Students are in the classroom to learn. This is not a controversial statement. What the statement lacks, however, is the conceptual definition of “learning”. It is my belief that my classroom’s purpose is to disseminate tools students may use to process the world around them, increase understanding of it, and then devise actionable solutions to the problems that interest them. This comprises my definition of “learning.” In the field of economics, these tools may be as practical as a method for handling statistical issues in a dataset, or they may be as general as frameworks for understanding human action.
Tools have three components for usefulness. First, one must have a tool in order to use it. Second, one must understand the context for the tool – its purposes and its limitations. A Phillips-head screwdriver is useful for removing or tightening screws of a specific type, and it useless when the problem at hand is a nail. Finally, the construction and development of the tool itself speaks to process by which new tools are developed. My teaching philosophy is guided by these three components, and my teaching experience shows direct evidence of this.
Teaching the Tools
Explaining and understanding the world around us requires us to abstract to simplifications. Models and theories allow us to do this, and thus are the core tools taught in my classroom. In “Statistics for Environmental Scientists,” which I taught in Fall 2016 at Duke University, I presented statistical modeling techniques ranging from simple t-tests to ANOVA models to linear and non-linear regression as tools for explaining environmental data and phenomenon. A large part of my belief in tools-based teaching is that we learn by doing. Thus, I took a hands-on approach, providing students with actual data and actual questions, showing them how to use, for example, a t-test, and connecting the results of the empirical test back to the world as a whole. We question the nature of the population, we take a sample, we make inference on that sample, and we discuss how this relates to the population as a whole. As part of this course, students were asked to form groups and write a final paper answering a question of their choice. The results were rich and varied, with students answering questions about myriad topics, and every tool taught made an appearance.

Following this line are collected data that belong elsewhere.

PR #71, opened 2022-01-20
fix: fixed fetch bug on first render of id page

oskarikerppo:


oskarikerppo:
Network traffic upon refreshing http://localhost:3000/projects/1 before this fix
Screenshot from 2022-01-20 11-21-04
:

oskarikerppo:
After fix: 
Screenshot from 2022-01-20 11-21-41

oskarikerppo:
To clarify, upon refreshing page the `router.query` was undefined. This caused problems in the `useData` hook.

lib/utils/fetch.ts
```diff
@@ -1,10 +1,11 @@
 import { Auth } from 'aws-amplify';
 
 // https://eckertalex.dev/blog/typescript-fetch-wrapper
-async function http<T>(path: string, config?: RequestInit): Promise<T> {
+async function http<T>(path?: string, config?: RequestInit): Promise<T> {
```
LeadingMoominExpert, line 4: I'm not a huge fan of the path being nullable. Having a nullable function parameter here just adds complexity to the function which doesn't need it.

What's the case that requires converting path from undefined to empty string?

LeadingMoominExpert: Based on you screenshots there's no api queries ran to empty path?

oskarikerppo: > Based on you screenshots there's no api queries ran to empty path?

The first screenshot is from the main branch. Second screenshot there's not api queries with empty path as supposedly fetch catches the error with empty path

While this statistics course centered on statistical models, tools are not limited to modeling techniques. Economic and political theories that provide frameworks for understanding human decisions (e.g. behavioral economics) or policy outcomes (e.g. punctuated equilibrium) are teachable tools in my portfolio as well. Tools, in general and in my view, include critical thinking, problem-solving, and many other more abstract concepts.
Context and Limitations
Learning about a tool requires more than executing it. It is vital to teach the context for a tool – the settings in which it is applicable, the assumptions it requires, and the limitations in its conclusions. In the context of “Statistics for Environmental Sciences,” I presented the underlying assumptions of each model, and following the “learn by doing” philosophy, wrote labs that required students to select the right tool, test its assumptions, and justify its use. For part of the final assignment, students were required to identify a statistical issue in the chosen model and independently find a solution to this issue. For example, a student who chose to analyze time series data identified an issue in the residual-versus-fitted plot of his model. Although the course did not cover serial correlation, he researched the issue and identified an appropriate method for adjusting standard errors. This continuation of my hands-on approach ensures that students are well-equipped to solve new problems in the future, which is vital to my teaching philosophy.
Construction and Development of New Tools
As students progress in their understanding and application of tools, it is important that they have a foundation in how and why existing tools have been developed. The purpose of this is to foment new tools – new frameworks and theories to explain the unexplained phenomenon, and new ways of testing these theories. As an example of one means of accomplishing this, I would assign students in an econometrics course the task of identifying and presenting the methods and history of one specific model (e.g. difference-in-differences, synthetic counterfactual method, propensity score matching), giving them an understanding of how a model works as well as why the model was developed.
My philosophy is not limiting in the definition of “learning.” Instead, it recognizes that students’ progress in life will be measured in challenges successfully met – in questions chosen and successfully answered. My hands-on, tools-based philosophy encourages the growth of researchers, problem-solvers, and critical thinkers in an efficient manner, and with measurable results.